KNOWLEDGEMAX, INC.
                        PROXY
        FOR THE SPECIAL MEETING OF STOCKHOLDERS
           TO BE HELD ON ________ __, 2002

(THIS PROXY IS SOLICITED ON BEHALF OF THE KNOWLEDGEMAX BOARD OF
DIRECTORS)

The undersigned stockholder(s) of KnowledgeMax, Inc., a Delaware
corporation ("KnowledgeMax"), hereby acknowledges receipt of the
Notice of Special Meeting of Stockholders of KnowledgeMax and the
accompanying Joint Proxy Statement/Prospectus, and hereby appoints E.
Linwood Pearce and Edwin Grosvenor, and each of them, as proxies and
attorney-in-fact, with full power of substitution, on behalf and in
the name of the undersigned, to represent the undersigned at the
Special Meeting of Stockholders of KnowledgeMax to be held at _____
located at _______________________, __________, ________ ____, on
______day, ______ __, 2002, at 10:00 a.m., local time, and at any
continuations, adjournments or postponements thereof, and to vote all
shares of capital stock of KnowledgeMax (whether preferred stock
and/or common stock) which the undersigned would be entitled to vote
if then and there personally present, on the matters set forth below
and in accordance with the following instructions, with discretionary
authority as to any and all other matters that may properly come
before the meeting.

THE BOARD OF DIRECTORS UNANIMOUSLY RECOMMENDS A VOTE FOR EACH OF THE
FOLLOWING PROPOSALS:

1.   Approval and adoption of: (a) the Agreement and Plan of Merger
and Reorganization, dated as of December 7, 2001 (the "Merger
Agreement"), by and among KnowledgeMax, Sideware Systems, Inc.
and KM Acquisition Corp., a wholly-owned subsidiary of Sideware
Systems, Inc. ("Merger Sub"), (b) the merger of KnowledgeMax with
and into Merger Sub pursuant to the terms of the Merger
Agreement, and (c) the consummation of the transactions
contemplated by the Merger Agreement.

        ____  FOR        ____  AGAINST        ____  ABSTAIN

2.   Approval of the conversion of all shares of Series A Preferred
Stock and Series B Preferred Stock into shares of KnowledgeMax
common stock immediately prior to the effective time of the
merger.

        ____  FOR        ____  AGAINST        ____  ABSTAIN

*SEE REVERSE SIDE  (CONTINUED, AND TO BE SIGNED ON THE OTHER SIDE)
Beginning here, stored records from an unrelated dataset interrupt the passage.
PR #998, opened 2017-01-07
paperkey: added recipe

xdizzaster:
Added recipe for Paperkey secret key data extraction tool.

### DIFF
--- a/app-crypt/paperkey/paperkey-1.4.recipe
+++ b/app-crypt/paperkey/paperkey-1.4.recipe
@@ -1,0 +1,66 @@
+SUMMARY="A tool to backup/restore OpenPGP keys to/from printed paper"
+DESCRIPTION="Paperkey extracts the secret bits from OpenPGP keys, to be printed \
+on paper as a form of backup and allows it to be reintroduced to reconstruct the \
+secret key if needed."
+HOMEPAGE="http://www.jabberwocky.com/software/paperkey/"
+COPYRIGHT="2007-2016 David Shaw"
+LICENSE="GNU GPL v2"
+REVISION="1"
+SOURCE_URI="http://www.jabberwocky.com/software/paperkey/paperkey-$portVersion.tar.gz"
+CHECKSUM_SHA256="e12bb0ec835127d12a922a8d60b3dfdb3ca8ee60bb5b4d15ae4cea85bbcf336f"
+
+ARCHITECTURES="x86_gcc2 x86 x86_64"
+SECONDARY_ARCHITECTURES="x86_gcc2 x86"
+
+PROVIDES="
+	paperkey$secondaryArchSuffix = $portVersion
+	cmd:paperkey$secondaryArchSuffix = $portVersion
+	"
+REQUIRES="
+	haiku$secondaryArchSuffix
+	"
+if [ "$effectiveTargetArchitecture" != x86_gcc2 ]; then
+	REQUIRES="$REQUIRES
+		lib:libcrypto$secondaryArchSuffix
+		"
+fi
+
+BUILD_REQUIRES="
+	haiku${secondaryArchSuffix}_devel
+	"
+if [ "$effectiveTargetArchitecture" != x86_gcc2 ]; then
+	BUILD_REQUIRES="$BUILD_REQUIRES
+		devel:libcrypto$secondaryArchSuffix
+		"
+fi
+
+BUILD_PREREQUIRES="
+	cmd:autoconf
+	cmd:awk
+	cmd:gcc$secondaryArchSuffix
+	cmd:ld$secondaryArchSuffix
+	cmd:make
+	"
+
+BUILD()
+{
+	if [ "$effectiveTargetArchitecture" != x86_gcc2 ]; then
+		runConfigure ./configure --with-openssl
+		make $jobArgs LIBS="-lcrypto"
+	else
+		runConfigure ./configure
+		make $jobArgs
+	fi
+}
+
+INSTALL()
+{
+	make install
+	install -d $docDir
+	install -t $docDir AUTHORS NEWS README
+}
+
+TEST()
+{
+	make check
+}


app-crypt/paperkey/paperkey-1.4.recipe
```diff
@@ -0,0 +1,48 @@
...
+BUILD()
+{
+	runConfigure ./configure
+	make $jobArgs
+}
+
+INSTALL()
+{
+	make install
+}
```
fbrosson: Can you please add these lines after the "make install" ?
```
	install -d $docDir
	install -t $docDir AUTHORS NEWS README
```

app-crypt/paperkey/paperkey-1.4.recipe
```diff
@@ -0,0 +1,48 @@
...
+	cmd:autoconf
+	cmd:awk
+	cmd:gcc$secondaryArchSuffix
+	cmd:ld$secondaryArchSuffix
+	cmd:make
+	"
+
+BUILD()
+{
+	runConfigure ./configure
```
fbrosson: It might be worth calling configure with `--with-openssl `.

This will require a few other changes in:
* REQUIRES: add lib:libssl and/or lib:libcrypto
* BUILD_REQUIRES: add deve:libssl and/or devel:libcrypto

To find out which are needed, you can start by adding just openssl${secondaryArchSuffix}_devel to BUILD_REQUIRES and then use haikuporter -S to find which dependencies are missing in REQUIRES.

fbrosson: It looks like beecrypt only needs libcrypto. This means we just need to add:
* in REQUIRES:
```
```
* and in BUILD_REQUIRES:
```
	devel:libcrypto$secondaryArchSuffix
```

But you also need to change the call to make in BUILD to:
```
	make $jobArgs LIBS="-lcrypto"
```

xdizzaster:
Added some files to `$docDir` as @fbrosson suggested.

app-crypt/paperkey/paperkey-1.4.recipe
xdizzaster: Unfortunately, if I enable OpenSSL, the build fails because of some weird undefined references that won't go away even if I include the header file right before them.

xdizzaster: Oh, I didn't think about adding `-lcrypto`, will try

xdizzaster:
Added compiling with OpenSSL, as @fbrosson suggested.

app-crypt/paperkey/paperkey-1.4.recipe
fbrosson: Hmm, it looks like paperkey won't build with x86_gcc2 if we pass --with-openssl.
Here's what I get:
```
DEPDIR=.deps depmode=gcc /bin/sh ../depcomp \
gcc -DHAVE_CONFIG_H -I. -I..     -g -O2 -c sha1.c
In file included from /sources/paperkey-1.4/gl/sha1.h:37,
                 from /sources/paperkey-1.4/gl/sha1.c:29:
/sources/paperkey-1.4/gl/gl_openssl.h:98: macro `OPENSSL_FN' used without args
make[4]: *** [Makefile:539: sha1.o] Error 1
```
I've prepared a workaround that I'll put in a review.

app-crypt/paperkey/paperkey-1.4.recipe
```diff
@@ -0,0 +1,52 @@
...
+ARCHITECTURES="x86_gcc2 x86 x86_64"
+SECONDARY_ARCHITECTURES="x86_gcc2 x86"
+
+PROVIDES="
+	paperkey$secondaryArchSuffix = $portVersion
+	cmd:paperkey$secondaryArchSuffix = $portVersion
+	"
+REQUIRES="
+	haiku$secondaryArchSuffix
+	lib:libcrypto$secondaryArchSuffix
```
fbrosson: You can define REQUIRES with:
```
REQUIRES="
	haiku$secondaryArchSuffix
	"
	REQUIRES="$REQUIRES
		"
fi
```

app-crypt/paperkey/paperkey-1.4.recipe
```diff
@@ -0,0 +1,52 @@
...
+	"
+
+BUILD_REQUIRES="
+	haiku${secondaryArchSuffix}_devel
+	devel:libcrypto$secondaryArchSuffix
```
fbrosson: You can define BUILD_REQUIRES with:
```
BUILD_REQUIRES="
	"
	BUILD_REQUIRES="$BUILD_REQUIRES
		devel:libcrypto$secondaryArchSuffix
		"
fi
```

app-crypt/paperkey/paperkey-1.4.recipe
```diff
@@ -0,0 +1,52 @@
...
+	cmd:awk
+	cmd:gcc$secondaryArchSuffix
+	cmd:ld$secondaryArchSuffix
+	cmd:make
+	"
+
+BUILD()
+{
+	runConfigure ./configure --with-openssl
+	make $jobArgs LIBS="-lcrypto"
```
fbrosson: You cand define BUILD with:
```
BUILD()
{
		runConfigure ./configure --with-openssl
		make $jobArgs LIBS="-lcrypto"
	else
		runConfigure ./configure
		make $jobArgs
	fi
}
```

xdizzaster:
Added `if` clause when building on x86_gcc2 to disable OpenSSL.

app-crypt/paperkey/paperkey-1.4.recipe
```diff
@@ -0,0 +1,65 @@
+SUMMARY="Tool to extract secret bits from a secret key to be printed on paper"
```
fbrosson: Sorry, I just noticed that this line is > 70 chars, so it breaks the [recommendations for SUMMARY](https://github.com/haikuports/haikuports/wiki/HaikuPorter-Guidelines#summary).
Maybe we could use this:
```
SUMMARY="A tool to backup/restore OpenPGP keys to/from printed paper"
```
If you have something better or with "secret bits", please feel free to suggest ;-)

app-crypt/paperkey/paperkey-1.4.recipe
```diff
@@ -0,0 +1,65 @@
...
+
+BUILD_REQUIRES="
+	haiku${secondaryArchSuffix}_devel
+	"
+if [ "$effectiveTargetArchitecture" != x86_gcc2 ]; then
+	BUILD_REQUIRES="$BUILD_REQUIRES
+		devel:libcrypto$secondaryArchSuffix
+		"
+fi
+BUILD_PREREQUIRES="
```
fbrosson: Shall we add a blank line before BUILD_PREREQUIRES ?
There isn't any official rule for it, but we usually have one such blank line between the last line of BUILD_REQUIRES and BUILD_PREREQUIRES **_when_** the last part of BUILD_REQUIRES is a conditional block (i.e. an if then .. fi).
(Sorry, I forgot to mention this in my previous review.)

app-crypt/paperkey/paperkey-1.4.recipe
xdizzaster: No, I can't come up with anything better, but I think this is fine.

xdizzaster:
Cosmetic touches, as @fbrosson suggested.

THIS PROXY, WHEN PROPERLY EXECUTED, WILL BE VOTED AS SPECIFIED ABOVE
AND WILL BE VOTED AT THE DISCRETION OF THE PROXY HOLDERS ON SUCH OTHER
MATTERS AS MAY PROPERLY COME BEFORE THE MEETING.  IF NO SPECIFICATION
IS MADE, THIS PROXY WILL BE VOTED FOR EACH OF THE PROPOSALS DESCRIBED
ON THE REVERSE SIDE AND WILL BE VOTED AT THE DISCRETION OF THE PROXY
HOLDERS ON SUCH OTHER MATTERS AS MAY PROPERLY COME BEFORE THE SPECIAL
MEETING.  ANY PRIOR PROXIES ARE HEREBY REVOKED.
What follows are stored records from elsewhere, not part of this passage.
PR #1005, opened 2017-01-08
irssi: bump version, removed old recipes and patchfiles.

miqlas:
Enabled x86_64 arch, enabled dynamic perl support.


net-irc/irssi/irssi-1.0.0.recipe
```diff
@@ -54,13 +52,18 @@ GLOBAL_WRITABLE_FILES="
 
 BUILD()
 {
+	export CFLAGS="-D_BSD_SOURCE"
+	export LDFLAGS="-lnetwork -lbsd"
```
korli: -lnetwork should be unnecessary (should be detected in configure).  What's needed from libbsd?

mmuman:
Indeed I [upstreamed](https://github.com/irssi/irssi/commit/0d7b3877e46cda8e960cab30397f15003e9c7527) the libnetwork patch long ago.
There's probably an optional call in libbsd.

miqlas:
Fixed, thanks!

mmuman:
I just tested and I saw no difference between the generated irssi-config.h with and without -lbsd and the define. The configure output doesn't change either, it doesn't seem to need anything from it.

net-irc/irssi/irssi-1.0.0.recipe
```diff
@@ -7,31 +7,29 @@ HOMEPAGE="https://irssi.org/"
...
+CHECKSUM_SHA256="790eb3b62d8889d1fb3973845d8ca5d7c2578620632abc671ffdff3da13aa487"
+SOURCE_DIR="irssi-$portVersion"
 
-ARCHITECTURES="x86_gcc2 x86"
+ARCHITECTURES="x86_gcc2 x86 x86_64"
 
 PROVIDES="
-  	irssi$secondaryArchSuffix = $portVersion
-  	cmd:irssi$secondaryArchSuffix
+	irssi$secondaryArchSuffix = $portVersion
```
fbrosson: Since we don't have any SECONDARY_ARCHITECTURES we should drop every occurrence of $secondaryArchSuffix and ${secondaryArchSuffix}.

BTW, It's funny that nobody (including myself) has spotted this until now ;-)

BTW, you can also drop `cmd:chmod` from BUILD_PREREQUIRES, as chmod is in coreutils:
```
package list -p /system/packages/coreutils-*-*.hpkg | grep ^bin/chmod
```

miqlas: Already fixed.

Date: ______________ ___, 2002



_________________________________
Signature
Printed Name:

Date: ______________ ___, 2002


_________________________________
Signature
Printed Name:

THIS PROXY SHOULD BE MARKED, DATED AND SIGNED BY THE
STOCKHOLDER(S) EXACTLY AS HIS, HER OR ITS NAME APPEARS HEREIN, AND
RETURNED PROMPTLY IN THE ENCLOSED ENVELOPE. PERSONS SIGNING IN A
FIDUCIARY CAPACITY SHOULD SO INDICATE. IF SHARES ARE HELD BY JOINT
TENANTS OR AS COMMUNITY PROPERTY, BOTH SHOULD SIGN.  IF THE
STOCKHOLDER IS A CORPORATION, PLEASE SIGN FULL CORPORATE NAME BY AN
AUTHORIZED OFFICER.  IF THE STOCKHOLDER IS A PARTNERSHIP, PLEASE SIGN
FULL PARTNERSHIP NAME BY AN AUTHORIZED PERSON.